Timeout DurationIf the quality rule validation does not complete within the set timeout, it will be automatically canceled by the system.

After filling in the required configuration items, click the "Confirm" button to create the rule.

  1. Example: If you want to check whether the record count of a table meets expectations, you can select "Record Count" as the built-in metric, set value filtering to a specific partition, set the expected result to a specific numeric value, trigger method to scheduled trigger, and execution cluster to your workspace's compute cluster.

Test Run a Quality Rule

After creating a quality rule, it is recommended to use the "Test Run" feature to verify the correctness of the configuration. After a successful test run, you can view the results to adjust the rule.

View Test Run Results

After clicking "Test Run", follow the prompts to click "View Results" to see the test run validation results.

Configure Monitoring Alerts

To ensure data quality issues are addressed promptly, you can configure monitoring alerts for quality rules. There are two ways:

  1. Enable global quality monitoring alerts: In the monitoring and alerting module, search for "Data Quality Check Failed" and enable the system's built-in global quality validation monitoring rule.
  2. Configure custom quality monitoring alerts: Create custom monitoring rules, select "Quality Rule Validation Failed" as the monitoring message, and set filter conditions such as workspace or specific validation object.

Validation Objects

On the validation objects page, you can manage all quality rules by the validation object (table) dimension. Use the search filter area to quickly locate specific rules.

Validation Results

Validation Results List

On the validation results list page, you can view the run status of all quality rules. Use the search and filter area to precisely find the required validation results.
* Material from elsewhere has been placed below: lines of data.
PR #3495, opened 2025-02-01
Downgrade gcc13 to gcc11.

AiraYumi:
This will restore the Linux build to a working state.

However, it will no longer work on versions older than Ubuntu-24.04, so that will need to be resolved separately.

### DIFF
--- a/.github/workflows/build.yaml
+++ b/.github/workflows/build.yaml
@@ -268,8 +268,8 @@ jobs:
           fi
           export PYTHON_COMMAND_NATIVE="$(native_path "$PYTHON_COMMAND")"
 
-          # This is necessary because the runner is now ubuntu24.04 and cannot be built.
-          # TODO: It needs to be removed once the runner is back to ubuntu 22.04 base.
+          # Temporary workaround: explicitly set gcc-11 and g++-11 on Linux.
+          # TODO: This should be rolled back once gcc-13 issues are resolved.
           if [[ "$RUNNER_OS" == "Linux" ]]; then
             export CC=gcc-11
             export CXX=g++-11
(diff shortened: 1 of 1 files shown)


marchcat:
`linux-large` runner is currently `ubuntu-24.04` so there shouldn't be any problems related to that. Let's try building.

AiraYumi:
Will there be a rollback of linux-large to 22.04 base in the future?

marchcat:
Since GitHub regularly updates these aliases to the latest stable runners, we definitely can just specify the version directly (like we do that with macos). If I remember correctly, Ubuntu LTS releases are supported for five years, so 22.04 will be available for at least two more years.

Quinn-Elara:
IMO ideally there would not be a rollback of the runner unless it's required for some other reason prior to Linux getting an official release copy of the SL viewer, so (personally) I'd be in favor of keeping the runner on 24.04 and making adjustments to get the viewer to build correctly rather than rolling back the runner version to then have to change it again in future (and potentially causing incompatibilities with release copies)

marchcat (approved):
Let's accept it as a temporary workaround.

.github/workflows/build.yaml
```diff
@@ -267,6 +268,13 @@ jobs:
           fi
           export PYTHON_COMMAND_NATIVE="$(native_path "$PYTHON_COMMAND")"
 
+          # This is necessary because the runner is now ubuntu24.04 and cannot be built.
+          # TODO: It needs to be removed once the runner is back to ubuntu 22.04 base.
```
marchcat, line 272:
```suggestion
          # Temporary workaround: explicitly set gcc-11 and g++-11 on Linux.
          # TODO: This should be rolled back once gcc-13 issues are resolved.
```

PR #3524, opened 2025-02-08
Fix for negative fresnel as reported by Whirly

Geenz:


aiaustin:
A bit of feedback on a recent Water fixes build by Geenz... the distant water is now not looking as good as before these changes. There are waves up to a distinct line, then the distant water turns to dark little lines/dots. 
image

Geenz:
@aiaustin There were numerous other environments where the previous fixes would royally break creating a difficult situation where we were likely to break _even more_ content.  I'm still tweaking and trying to find the best middle ground, but horizon brightening is looking increasingly problematic when combined with an environment's haze.  This is increasingly looking like more options for water (which right now we're not in a great spot to add right now).

aiaustin:
The little dancing dashes/dots in the distant water though do draw the eye, and not in a good way. They remind me of the bad SSR black dots if SSR is enabled.  Below is a comparison shot of a SL LL dev version about 7.1.9 that I happen to still have installed.  The distant water looks much more like gentle waves and doe snot draw the eye... 
image

RyeMutt (approved):
LGTM

aiaustin:
Feedback 2025-02-11: Second Life Test 7.1.12.13254202909  looking better to my eye. Interesting one though.. maybe always there? When  you zoom right out for a wide shot on regions that border voids/no region seas, the w3ave effect suddenly becomes smooth water. Should the void be rendered exactly as any distant water? 
image

aiaustin:
image

aiaustin:
As sundown approached I noticed a distinct line in distant water where reflections made a wider line, and water beyond was quite still. On 2025-02-11 in Second Life Test 7.1.12.13254202909. 
Snapshot_001

aiaustin:
Second Life Test 7.1.12.13266555840 ( looks much better to my eye Geenz, and the patchy waves areas above void flat water at a distance is gone.  
image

Operations on Validation Results

For each validation result, you can perform the following operations:

  • Terminate: Cancel the current validation run.
  • Set Success/Set Failure: Manually set the validation result to success or failure.
  • Revalidate: Trigger the quality validation to run again. Note: If a rule that previously failed validation passes upon revalidation, no new monitoring alert will be sent.

With the above features, you can effectively manage and monitor data quality, ensuring that the value of data in business applications is fully realized.